I arrived in Glasgow yesterday afternoon with the intention of visiting the Hunterian museum (Glasgow University’s museum). They hold material there from Chapman (my beetle guy; he was born and raised in Glasgow). I came to see that material; look for similarities between theirs and ours; and to see whether or not I could glean extra information and explain a few riddles. The timing is good because
the Zoology museum is busy moving their collections from the previous location (all over the place, usually not climate-controlled) and into areas that are more suited to housing a delicate and important natural history collection. I am helping with this. I already have.
Today I started my three-day ‘work experience’ at the Hunterian. I arrived and saw Maggie Riley again (a very good egg and all-round lovely person I met at the NatSCA conference back in March). We had a cuppa and caught up before I met Geoff Hancock (a thoroughly eggy-bread). I got a wee tour of the museum and shown where the material was being moved to, as well as being introduced to Fergus, a (real) work experience lad. There was a lot to do.
We started by emptying cabinets full of long horn beetles and stacking the drawers. Then we carried the cabinets through the museum to their new location on some roller racking. Then we had to fetch the drawers two at a time. It was hot and stuffy in the museum (the weather is beautiful up here, as always) and since each cabinet holds 20 drawers and there were nearly 10 cabinets…
I got to see some lush beetles and butterflies, though. Pictures of moving and drawers and beetles are shown below.
Fergus and I were tasked with another job. In the new spirit collection store there were a few shelved areas that needed to be measured and compartmentalised as well as some new shelves that had to be added.

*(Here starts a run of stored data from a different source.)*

PR #1147, opened 2025-03-26
fix error: name 'browser_class' is not defined

vikingden8:
When I first tried to run examples/simple.py，there is an error：Failed to initialize Playwright browser: name 'browser_class' is not defined

This PR fixes the error.

### DIFF
--- a/browser_use/browser/browser.py
+++ b/browser_use/browser/browser.py
@@ -226,6 +226,7 @@ class Browser:
 				'--no-startup-window',
 			],
 		}
+		browser_class = getattr(playwright, self.config.browser_class)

In between all of these activities I enjoyed lunching al fresco in the wild flower-strewn little garden; going into the attic and looking through some slides and old entomology equipment with Geoff as he answered an enquiry and responded to a loan request; varnished the floor of the new spirit collection store; looking around the museum and meeting the live residents (python, tarantulas, harvest mice–omg, frogs, stick insect, geckos and a bearded dragon)!
Here are some pictured from the day (some are SLR, some are phone – note the difference in quality…).
Tomorrow I shall hopefully have some Chapman-related information. Until then I am relaxing at my Nana’s. Nice.